▶ _AIM OF THE EXERCISE_: Lines from the first one down to the one containing "Adds a small" in the data below are the only ones needed; please return them exactly, both ends included.

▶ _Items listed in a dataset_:
= Beginning of Section =

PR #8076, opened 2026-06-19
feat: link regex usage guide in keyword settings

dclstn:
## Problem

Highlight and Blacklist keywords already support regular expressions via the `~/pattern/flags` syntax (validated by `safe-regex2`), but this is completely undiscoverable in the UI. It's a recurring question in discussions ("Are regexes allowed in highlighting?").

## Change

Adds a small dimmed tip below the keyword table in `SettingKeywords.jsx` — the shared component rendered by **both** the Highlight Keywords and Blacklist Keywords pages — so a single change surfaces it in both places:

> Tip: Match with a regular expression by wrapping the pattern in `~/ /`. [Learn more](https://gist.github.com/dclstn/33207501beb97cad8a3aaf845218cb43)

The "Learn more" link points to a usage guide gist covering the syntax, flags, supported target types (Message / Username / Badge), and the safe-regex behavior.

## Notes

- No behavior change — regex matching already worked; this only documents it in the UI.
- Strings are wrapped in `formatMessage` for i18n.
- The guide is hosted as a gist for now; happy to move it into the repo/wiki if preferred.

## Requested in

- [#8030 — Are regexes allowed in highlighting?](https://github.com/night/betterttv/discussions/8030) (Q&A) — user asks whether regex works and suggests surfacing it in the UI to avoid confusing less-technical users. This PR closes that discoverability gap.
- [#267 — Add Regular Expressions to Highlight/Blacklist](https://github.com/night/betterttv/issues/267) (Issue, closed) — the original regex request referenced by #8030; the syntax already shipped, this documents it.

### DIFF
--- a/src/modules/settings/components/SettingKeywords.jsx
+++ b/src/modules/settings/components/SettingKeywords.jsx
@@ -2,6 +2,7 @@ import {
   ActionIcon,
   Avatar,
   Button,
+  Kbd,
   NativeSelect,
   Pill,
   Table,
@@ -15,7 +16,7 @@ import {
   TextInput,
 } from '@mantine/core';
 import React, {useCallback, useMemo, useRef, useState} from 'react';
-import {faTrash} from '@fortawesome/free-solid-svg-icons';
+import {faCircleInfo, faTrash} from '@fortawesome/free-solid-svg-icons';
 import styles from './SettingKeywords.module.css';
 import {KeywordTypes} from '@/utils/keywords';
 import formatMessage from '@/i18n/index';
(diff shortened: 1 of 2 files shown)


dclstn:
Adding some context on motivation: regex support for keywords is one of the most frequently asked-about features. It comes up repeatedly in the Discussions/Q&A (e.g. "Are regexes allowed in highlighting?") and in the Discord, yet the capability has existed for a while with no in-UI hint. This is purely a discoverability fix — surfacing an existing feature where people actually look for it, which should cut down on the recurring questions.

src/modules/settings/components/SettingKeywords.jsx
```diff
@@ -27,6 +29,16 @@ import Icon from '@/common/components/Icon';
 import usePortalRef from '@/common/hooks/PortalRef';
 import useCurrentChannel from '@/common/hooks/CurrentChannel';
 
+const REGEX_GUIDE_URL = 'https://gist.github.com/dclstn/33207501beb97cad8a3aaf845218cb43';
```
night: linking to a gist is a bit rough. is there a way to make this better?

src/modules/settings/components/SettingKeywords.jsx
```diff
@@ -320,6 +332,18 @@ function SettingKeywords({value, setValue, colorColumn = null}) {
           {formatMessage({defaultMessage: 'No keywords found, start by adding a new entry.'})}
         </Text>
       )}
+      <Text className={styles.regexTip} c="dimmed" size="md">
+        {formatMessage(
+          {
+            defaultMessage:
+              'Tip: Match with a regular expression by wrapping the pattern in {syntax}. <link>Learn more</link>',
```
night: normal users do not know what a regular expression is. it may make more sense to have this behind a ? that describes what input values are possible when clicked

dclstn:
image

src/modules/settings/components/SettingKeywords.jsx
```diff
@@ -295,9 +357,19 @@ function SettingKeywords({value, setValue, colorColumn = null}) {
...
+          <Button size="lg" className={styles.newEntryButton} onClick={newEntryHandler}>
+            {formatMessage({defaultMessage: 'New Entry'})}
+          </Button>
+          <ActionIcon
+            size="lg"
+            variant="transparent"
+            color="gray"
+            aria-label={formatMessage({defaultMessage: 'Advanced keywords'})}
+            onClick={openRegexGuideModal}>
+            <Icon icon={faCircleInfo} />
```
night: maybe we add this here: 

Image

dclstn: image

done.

= End of Section =

▶ _SOLUTION FOR THIS PROBLEM_:
PR #8076, opened 2026-06-19
feat: link regex usage guide in keyword settings

dclstn:
## Problem

Highlight and Blacklist keywords already support regular expressions via the `~/pattern/flags` syntax (validated by `safe-regex2`), but this is completely undiscoverable in the UI. It's a recurring question in discussions ("Are regexes allowed in highlighting?").

## Change

Adds a small dimmed tip below the keyword table in `SettingKeywords.jsx` — the shared component rendered by **both** the Highlight Keywords and Blacklist Keywords pages — so a single change surfaces it in both places:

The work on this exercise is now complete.